Disputing a Will or challenging a Will before or during probate is becoming increasingly popular as a fee generator with some lawyers. Fighting a Will where you have no real grounds for doing so can be an expensive and frustrating exercise which costs everyone lots of money – apart from the probate lawyers, who nearly always make a handsome profit! Contentious Probate (as it is called) can be expensive – we prefer to resolve disputes peaceably – but we do have an arrangement with a great team of contentious probate solicitors who will be please to assess your changes of success for a relatively modest fee and (if they are good) may be able to do it on a No Win No Fee basis.
As disputing a Will (or contesting if your prefer) is something we often get questions about, here are a few comments about trying to overturn a Will or contentious probate.

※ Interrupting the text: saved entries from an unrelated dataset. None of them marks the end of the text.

PR #315, opened 2025-04-17
Conversion and test of an empty Component Definition

fxbuson:
Following from discussions on Harmony 2025 and issue #283, I made some changes to handle URIs in SBOL compliant files.

Main points:

- If an SBOL2 object has a version, we should move it to the middle of the URI in SBOL3, following the format \<namespace>/\<sbol2_version>/<collection + local>/\<displayId>
- Also, the object should have a backport#sbol2_version to store the information of the URI change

Be aware that the time limit for disputing a Will is generally 6 months from when probate is granted.
1) Many Wills, especially home made one, are not valid in the first place, as they haven’t been properly signed and witnessed. If a Will need a grant of probate, the Probate Registry will spot the issues, and then the Rules of Intestacy will apply. If the Will doesn’t need probate, this may not be spotted.
2) A Will made whilst someone is not in a fit mental state to appreciate the nature and extent of what they own, or those whom they should consider benefiting can be often successfully disputed. A recent case widened the law on disputing a Will as the judge considered that the very recent loss of a spouse could impair the judgement of a testator.
3) In some cases the Will may not correctly show the wishes of the testator as it has been written badly or there is a clear mistake in it.
4) The Will is a forgery.
5) The testator was not aware that he/ she was signing a Will and so did not understand or approve the contents.
6) The Will had been cancelled. Usually by the writing of a later will. So many Wills get lost that we recommend www.WillCustodian.co.uk. The majority of forms just stick a Will in a vault and then forget about it, and that just is not good enough. Life, Tax and the Law move too quickly these days!
7) The Will has been altered without the proper formalities.
Disputing a Will under the Inheritance (Provision for Family & Dependents) Act 1975.
The act allows those who are dependent on the deceased but did not receive “reasonable financial provision” from the estate to make a claim.
The following may be able to ask for financial provision from the estate.
- A spouse or civil partner.
- A former spouse / civil partner who has not remarried / entered into a new civil partnership.
- A child of the deceased.
- Anyone who was treated as a ‘child of the family.’
- Anyone being partly or wholly maintained by the deceased – such as mistresses!
The claim must be made within 6 months of the date of the grant of representation though the court MAY allow claims after this.